Hugo receives a call from his boss regarding the senior partner position he had been hoping for. His boss gives him the promotion, on the condition that he relocates to London to open their new office. Hugo takes the opportunity into consideration, distressed by the idea of leaving his home country, family, and Patrick. While at family Christmas trivia game night, Madelyn accidentally tells everyone about Hugo's new job, forcing Hugo to seriously reconsider his decision. Aiden and Maddy become a couple while Hugo finds the paperwork needed to save the train station. At the train station's party, Hugo decides to decline the job and begin a long distance relationship with Patrick.

The movie ends with Kate filming Hugo and Patrick as they kiss outside the train station.

== Cast ==
- Ben Lewis as Hugo Spencer
- Blake Lee as Patrick Ryan
- Ellen Wong as Madelyn McKay
- Fran Drescher as Kate Spencer
- Chad Connell as Aiden Spencer
- Pedro Miguel Arce as Cousin Jimmy Spencer
- Peter Nelson as Frank Ryan
- Glen Grant as George Vogel
- Lucinda Miu as Gladys Klaus

==Production==
The film was shot in Ottawa and Almonte, Ontario, in 2020.

==Release==
The film premiered December 12, 2020 on Lifetime in the United States, and December 18, 2020 on CTV Drama Channel in Canada.

== Critical reception ==
The Christmas Setup received positive reviews from critics upon its release.

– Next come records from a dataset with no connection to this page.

PR #12996, opened 2024-01-06
Reduce ArrayUtil#grow in decompress

easyice:


lucene/core/src/java/org/apache/lucene/codecs/lucene90/LZ4WithPresetDictCompressionMode.java
```diff
@@ -128,10 +128,12 @@ public void decompress(DataInput in, int originalLength, int offset, int length,
       }
 
       // Read blocks that intersect with the interval we need
+      if (offsetInBlock < offset + length) {
```
dungba88, line 131: Wondering if growExact would be better here. I think grow will try to oversize it?

easyice: You are right, thank you!

jpountz: I'd rather keep using `grow` over `growExact`. This helps make sure we don't keep allocating a new array in cases lengths grow in small increments.

easyice: Okay, it's fixed :)

vigyasharma (approved):
This is a neat and simple optimization. We grow the `bytes` array to hold all the decompressed data in one shot, instead of doing it in multiples of `blockLength`.

Thanks for this improvement @easyice !

vigyasharma:
@easyice Let's add a changes.txt entry for this?

easyice:
Thank you for reviewing! @vigyasharma   

I have added the CHANGES entry under Lucene 9.11.0

jpountz:
@vigyasharma I wonder if you missed to backport this change to `branch_9x`?

vigyasharma:
@jpountz my bad, I think I missed the back-port. Merged it now.

jpountz:
Thank you!

PR #12813, opened 2023-11-15
Introduce workflow for stale PRs

stefanvodita:
PRs get stale and we miss out on good contributions. This workflow will mark PRs that are becoming stale.

Addresses #12796

PR #12998, opened 2024-01-08
Increase stale PRs action budget and mark not debug-only

stefanvodita:
With this change, we will start marking stale PRs.

Follow-up to #12813.


mikemccand (approved):
Thanks @stefanvodita -- I'll merge once the checks finish!

PR #13001, opened 2024-01-09
Forbidden Thread.sleep API

### LINKED ISSUE #12946: Can we ban `Thread.sleep`?
### Description

Spinoff from #12912.

`Thread.sleep` should ideally never appear in our main and test sources.  Let's add it to forbidden APIs?

shubhamvishu:
### Description

This API mark `Thread.sleep` API as forbidden for futures uses in the codebase and suppresses the existing usages.

Closes #12946


gradle/validation/forbidden-apis/defaults.all.txt
```diff
@@ -74,3 +74,8 @@ javax.sql.rowset.spi.SyncFactory
 @defaultMessage Math.fma is insanely slow (2500x) in many environments (e.g. VMs). Use multiply/add and suffer the extra rounding
 java.lang.Math#fma(float,float,float)
 java.lang.Math#fma(double,double,double)
+
+@defaultMessage We should not use Thread.sleep in lucene code
+java.lang.Thread#sleep(long)
```
uschindler, line 79: I'd use `java.lang.Thread#sleep(**)`.

This prevents any sleep variant coming soon. E.g., the Duration one not yet available in JDK 17.

uschindler (changes requested):

gradle/validation/forbidden-apis/defaults.all.txt
uschindler: you should also move the message into the signature. I'd also prefer a more meaningful message.

shubhamvishu: Makes sense. I updated these in the new revision

uschindler (commented):
In general this looks fine, although I think we should also work on remove some of those sleeps. For all others there should be an explanation, why the test needs sleeping.

The description in the forbiddenmessage is now a bit too verbose, but much better!

uschindler:
P.S.: You don't need to force-push, it is better to keep track what was changed in a PR. The PR will get squashed anyways.

mikemccand:
+1 to merge this, first, so we stop the bleeding (no more `Thread.sleep` added to the code base), and in follow-on PR we can start whittling down the existing grandfather'd `Thread.sleep` calls.

uschindler (approved):

shubhamvishu:
@uschindler @mikemccand I think we could merge this now unless I'm missing something?

mikemccand (approved):
+1, let's merge this!  Progress not perfection!  It has already picked up one conflict because we were too slow merging ...

uschindler (changes requested):
You added merge artifacts. Please remove them.

shubhamvishu:
@uschindler I have removed the added file. Thanks!

uschindler (approved):

uschindler:
I moved the changes entry to Lucene 10.0, as to me it makes no sense to apply this to Lucene 9.x which is not used for active development. New code enters main first and I had trouble in merging this (and 9.x has many more sleeps).

PR #12829, opened 2023-11-21
Add support for index sorting with document blocks

s1monw:
Today index sorting with likely break document blocks added with `IndexWriter#addDocuments(...)` and friends since the index sorter has no indication of what documents are part of a block. This change proposes a marker field as a requirement for parent documents if the block API is used in conjunction with index sorting. 
At this point this change requires a `NumericDV` field only present on the last document of a block or on every document indexed as an individual document iff a parent field is configured on the Sort. This can potentially be extended to a `Term` which is not as straight forward since validations might be more difficult and today postings are not available when we sort the flushed segment. 

Relates to #12711

PR #13013, opened 2024-01-15
Backport #12829 to 9.x

s1monw:
This is a backport PR for #12829. It add the optional ability to index parent fields in 9.x. While 9.x can still use index sorting with doc blocks without using a parent field this allows users to migrate to this mandatory feature earlier than 10.x. Only indices with min segment version 9.9 and older will be able to be configured with a parent field. These versions record if the index already has blocks which makes it safe to add the parent field after the fact.


s1monw:
this doesn't work as I expected. I will close this one for now

PR #13016, opened 2024-01-16
Prevent parent field from added to existing index

s1monw:
This change prevents users from adding a parent field to an existing index. Parent field must be added before any documents are added to the index to prevent documents without the parent field from being indexed and later to be treated as child documents upon merge.

Relates to #12829


jpountz (approved):
LGTM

Patrick Serrano of O, The Oprah Magazine wrote "I've watched every made-for-TV movie in 2020. This is the most triumphant." Glamour magazine gave it a positive review with the headline "The Lifetime Gay Christmas Movie Totally Broke Me—So, Yup, It Worked", writing, "exhilarating, freeing, and—if you're a gay man—totally soul-crushing. Isn't that what rom-coms are supposed to do?" In a collective review of 2020's crop of LGBTQ-themed Christmas movies, Salon gave the film a mixed review, calling it cheesy and "derivative of probably 80 straight-to-television holiday movies", but called it "Salon's pick for just straight-up, saccharine Christmas fun. It hits all the marks that have become standard in the straight-to-television holiday movie genre" and praised the casting of real-life couple Lewis and Lee as the romantic leads and expressing relief that "at least none of the issues arise from the central couple". TVLine listed Fran Drescher as an honourable mention in their Performer of the Week, stating, "The most groundbreaking aspect of Lifetime’s first LGBTQ-themed holiday movie The Christmas Setup was not that it had a gay couple at its center. It was that it was actually really good" and "Drescher layered her alter ego’s unabashed glee with notes of genuine happiness. In a sea of indistinguishable, cookie-cutter holiday movie matriarchs, Drescher gifted us with a true Christmas miracle: an actual human being".

=== Accolades ===
The Christmas Setup was nominated for the 2021 GLAAD Media Award for Outstanding TV Movie.

The film received two Canadian Screen Award nominations at the 10th Canadian Screen Awards in 2022, for Best TV Movie and Best Lead Actor in a Television Film or Miniseries (Lewis).